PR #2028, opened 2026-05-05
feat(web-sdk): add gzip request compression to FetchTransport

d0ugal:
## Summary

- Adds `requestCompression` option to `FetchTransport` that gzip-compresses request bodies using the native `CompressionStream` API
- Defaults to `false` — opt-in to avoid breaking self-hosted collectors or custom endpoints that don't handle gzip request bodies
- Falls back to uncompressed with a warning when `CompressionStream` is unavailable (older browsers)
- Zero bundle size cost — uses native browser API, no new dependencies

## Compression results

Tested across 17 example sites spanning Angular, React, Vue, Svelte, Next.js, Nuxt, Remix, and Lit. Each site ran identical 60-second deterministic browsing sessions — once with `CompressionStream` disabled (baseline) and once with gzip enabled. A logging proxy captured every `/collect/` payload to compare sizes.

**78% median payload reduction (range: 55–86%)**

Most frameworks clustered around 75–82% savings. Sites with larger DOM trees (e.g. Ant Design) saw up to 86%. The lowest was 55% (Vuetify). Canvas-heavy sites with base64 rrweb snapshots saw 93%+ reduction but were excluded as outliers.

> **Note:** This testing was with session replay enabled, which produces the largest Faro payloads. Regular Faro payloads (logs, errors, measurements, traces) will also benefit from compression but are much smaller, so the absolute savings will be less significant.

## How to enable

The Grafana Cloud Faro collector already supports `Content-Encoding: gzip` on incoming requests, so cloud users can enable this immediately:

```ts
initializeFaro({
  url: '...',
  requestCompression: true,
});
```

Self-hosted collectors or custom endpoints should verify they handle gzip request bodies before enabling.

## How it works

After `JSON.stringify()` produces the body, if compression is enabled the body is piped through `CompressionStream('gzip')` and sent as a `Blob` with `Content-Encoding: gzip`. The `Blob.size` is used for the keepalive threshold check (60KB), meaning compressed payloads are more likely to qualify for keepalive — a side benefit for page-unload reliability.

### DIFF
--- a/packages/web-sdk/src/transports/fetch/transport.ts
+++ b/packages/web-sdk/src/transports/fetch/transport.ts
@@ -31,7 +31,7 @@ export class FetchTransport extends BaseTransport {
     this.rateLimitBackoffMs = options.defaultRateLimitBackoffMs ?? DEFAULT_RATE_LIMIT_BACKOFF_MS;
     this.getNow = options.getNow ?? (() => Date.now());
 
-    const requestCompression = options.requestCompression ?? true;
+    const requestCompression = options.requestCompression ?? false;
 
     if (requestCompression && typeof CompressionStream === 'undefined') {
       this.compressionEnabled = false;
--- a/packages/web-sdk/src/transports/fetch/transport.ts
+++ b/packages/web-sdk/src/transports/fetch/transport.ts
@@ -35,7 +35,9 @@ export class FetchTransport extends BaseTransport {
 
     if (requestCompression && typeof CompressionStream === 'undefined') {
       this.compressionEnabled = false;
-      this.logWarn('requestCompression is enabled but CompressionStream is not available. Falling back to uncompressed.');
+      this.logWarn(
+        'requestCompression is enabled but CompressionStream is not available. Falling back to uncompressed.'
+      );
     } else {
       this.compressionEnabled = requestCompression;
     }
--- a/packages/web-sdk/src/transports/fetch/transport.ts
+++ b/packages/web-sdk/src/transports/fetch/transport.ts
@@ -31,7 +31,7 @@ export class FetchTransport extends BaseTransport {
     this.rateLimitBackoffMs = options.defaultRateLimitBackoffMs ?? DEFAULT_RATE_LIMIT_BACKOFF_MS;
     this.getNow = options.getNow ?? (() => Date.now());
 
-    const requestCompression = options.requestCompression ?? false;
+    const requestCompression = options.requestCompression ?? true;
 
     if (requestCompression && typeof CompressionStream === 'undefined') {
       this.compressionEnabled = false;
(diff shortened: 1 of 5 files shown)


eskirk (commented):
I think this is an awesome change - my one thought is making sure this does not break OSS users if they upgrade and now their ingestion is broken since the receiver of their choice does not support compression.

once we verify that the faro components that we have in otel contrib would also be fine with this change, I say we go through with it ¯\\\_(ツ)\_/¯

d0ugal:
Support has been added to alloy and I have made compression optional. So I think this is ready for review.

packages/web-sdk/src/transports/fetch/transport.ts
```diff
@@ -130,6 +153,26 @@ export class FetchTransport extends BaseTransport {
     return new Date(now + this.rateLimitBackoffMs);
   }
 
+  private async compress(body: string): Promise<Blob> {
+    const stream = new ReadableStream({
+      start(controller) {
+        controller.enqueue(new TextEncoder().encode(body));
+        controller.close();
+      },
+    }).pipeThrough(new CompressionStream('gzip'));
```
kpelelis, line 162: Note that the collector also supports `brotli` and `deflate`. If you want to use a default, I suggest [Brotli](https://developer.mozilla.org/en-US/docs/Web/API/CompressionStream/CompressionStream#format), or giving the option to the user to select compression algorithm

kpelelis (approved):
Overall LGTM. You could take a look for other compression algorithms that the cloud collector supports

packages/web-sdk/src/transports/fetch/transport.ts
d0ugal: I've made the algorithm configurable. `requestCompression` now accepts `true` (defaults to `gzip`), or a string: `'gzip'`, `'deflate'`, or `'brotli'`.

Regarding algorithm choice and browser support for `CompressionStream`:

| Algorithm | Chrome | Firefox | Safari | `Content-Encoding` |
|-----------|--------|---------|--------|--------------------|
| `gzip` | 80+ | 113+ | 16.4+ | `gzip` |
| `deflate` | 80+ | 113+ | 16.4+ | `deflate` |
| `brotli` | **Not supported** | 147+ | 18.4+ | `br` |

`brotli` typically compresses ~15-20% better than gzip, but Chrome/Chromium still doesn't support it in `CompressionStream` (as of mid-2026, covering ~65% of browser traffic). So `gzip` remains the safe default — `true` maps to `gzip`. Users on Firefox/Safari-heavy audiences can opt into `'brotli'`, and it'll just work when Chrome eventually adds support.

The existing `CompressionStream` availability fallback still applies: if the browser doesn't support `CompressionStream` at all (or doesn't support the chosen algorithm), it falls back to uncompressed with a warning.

------------------------------

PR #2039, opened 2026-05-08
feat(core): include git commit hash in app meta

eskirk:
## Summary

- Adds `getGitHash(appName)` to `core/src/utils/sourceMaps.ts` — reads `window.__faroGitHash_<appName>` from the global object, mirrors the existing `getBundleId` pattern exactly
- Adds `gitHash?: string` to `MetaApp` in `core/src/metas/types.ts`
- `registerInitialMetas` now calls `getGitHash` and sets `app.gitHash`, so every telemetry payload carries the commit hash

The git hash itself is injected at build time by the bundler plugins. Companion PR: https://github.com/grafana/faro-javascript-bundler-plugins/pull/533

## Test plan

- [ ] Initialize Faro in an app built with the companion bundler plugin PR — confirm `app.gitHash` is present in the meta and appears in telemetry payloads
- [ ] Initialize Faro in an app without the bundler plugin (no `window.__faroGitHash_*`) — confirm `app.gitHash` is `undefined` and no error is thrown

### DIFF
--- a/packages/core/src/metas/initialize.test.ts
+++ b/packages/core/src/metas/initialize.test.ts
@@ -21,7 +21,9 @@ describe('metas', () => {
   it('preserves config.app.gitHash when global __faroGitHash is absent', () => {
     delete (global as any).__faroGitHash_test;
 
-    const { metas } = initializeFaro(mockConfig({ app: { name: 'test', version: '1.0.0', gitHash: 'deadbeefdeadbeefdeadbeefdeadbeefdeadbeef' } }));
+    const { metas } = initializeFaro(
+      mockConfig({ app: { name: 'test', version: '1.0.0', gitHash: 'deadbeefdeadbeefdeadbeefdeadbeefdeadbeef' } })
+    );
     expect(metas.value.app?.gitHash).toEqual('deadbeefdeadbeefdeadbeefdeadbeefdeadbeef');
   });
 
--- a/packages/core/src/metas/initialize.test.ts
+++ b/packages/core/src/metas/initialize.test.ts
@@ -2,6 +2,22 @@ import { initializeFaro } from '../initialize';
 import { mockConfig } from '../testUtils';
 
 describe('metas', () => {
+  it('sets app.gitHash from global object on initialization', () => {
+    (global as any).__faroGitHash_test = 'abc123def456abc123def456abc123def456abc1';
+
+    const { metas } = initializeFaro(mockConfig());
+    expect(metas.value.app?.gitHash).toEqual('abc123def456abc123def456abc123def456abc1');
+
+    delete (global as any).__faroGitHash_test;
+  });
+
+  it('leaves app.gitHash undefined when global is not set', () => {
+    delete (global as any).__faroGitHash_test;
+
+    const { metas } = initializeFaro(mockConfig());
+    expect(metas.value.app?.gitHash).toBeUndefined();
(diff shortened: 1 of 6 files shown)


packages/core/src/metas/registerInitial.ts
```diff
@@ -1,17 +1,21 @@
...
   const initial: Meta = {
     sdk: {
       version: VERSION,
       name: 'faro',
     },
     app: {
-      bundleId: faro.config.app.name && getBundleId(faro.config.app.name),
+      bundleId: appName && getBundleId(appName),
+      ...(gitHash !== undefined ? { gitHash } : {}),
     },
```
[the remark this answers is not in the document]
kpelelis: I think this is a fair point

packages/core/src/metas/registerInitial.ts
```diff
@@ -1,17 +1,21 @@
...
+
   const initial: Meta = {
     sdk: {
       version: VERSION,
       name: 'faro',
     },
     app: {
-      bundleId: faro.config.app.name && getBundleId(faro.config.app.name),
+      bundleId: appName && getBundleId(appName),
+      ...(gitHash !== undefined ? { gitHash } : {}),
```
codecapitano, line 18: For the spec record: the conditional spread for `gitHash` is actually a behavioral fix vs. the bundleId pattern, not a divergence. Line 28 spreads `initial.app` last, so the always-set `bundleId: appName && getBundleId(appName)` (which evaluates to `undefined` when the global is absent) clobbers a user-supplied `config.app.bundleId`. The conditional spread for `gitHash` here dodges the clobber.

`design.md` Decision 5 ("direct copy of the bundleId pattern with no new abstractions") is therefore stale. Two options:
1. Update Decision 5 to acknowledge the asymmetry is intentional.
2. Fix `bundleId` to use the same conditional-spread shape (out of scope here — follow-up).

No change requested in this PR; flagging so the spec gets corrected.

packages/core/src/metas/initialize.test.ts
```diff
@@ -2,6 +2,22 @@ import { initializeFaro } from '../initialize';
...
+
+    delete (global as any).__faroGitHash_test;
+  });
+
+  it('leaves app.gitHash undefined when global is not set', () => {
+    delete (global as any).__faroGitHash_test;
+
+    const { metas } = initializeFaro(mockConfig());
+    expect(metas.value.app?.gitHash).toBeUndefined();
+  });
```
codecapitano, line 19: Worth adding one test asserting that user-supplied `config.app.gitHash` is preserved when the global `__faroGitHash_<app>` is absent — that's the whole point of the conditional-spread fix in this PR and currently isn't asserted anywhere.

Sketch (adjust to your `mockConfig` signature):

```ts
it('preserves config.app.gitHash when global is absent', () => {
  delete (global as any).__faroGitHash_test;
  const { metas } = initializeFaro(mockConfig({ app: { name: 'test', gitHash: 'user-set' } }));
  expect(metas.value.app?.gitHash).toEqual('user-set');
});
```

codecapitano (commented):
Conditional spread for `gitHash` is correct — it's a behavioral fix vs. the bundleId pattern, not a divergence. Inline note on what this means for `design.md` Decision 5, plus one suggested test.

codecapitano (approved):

------------------------------

◆ WORK ITEM
Your task is to restate, word for word, only those lines above that fall between the line holding "PR #2028, opened 2026-05-05" and the line holding "- Falls back", inclusive.

◆ RESULT
PR #2028, opened 2026-05-05
feat(web-sdk): add gzip request compression to FetchTransport

d0ugal:
## Summary

- Adds `requestCompression` option to `FetchTransport` that gzip-compresses request bodies using the native `CompressionStream` API
- Defaults to `false` — opt-in to avoid breaking self-hosted collectors or custom endpoints that don't handle gzip request bodies
- Falls back to uncompressed with a warning when `CompressionStream` is unavailable (older browsers)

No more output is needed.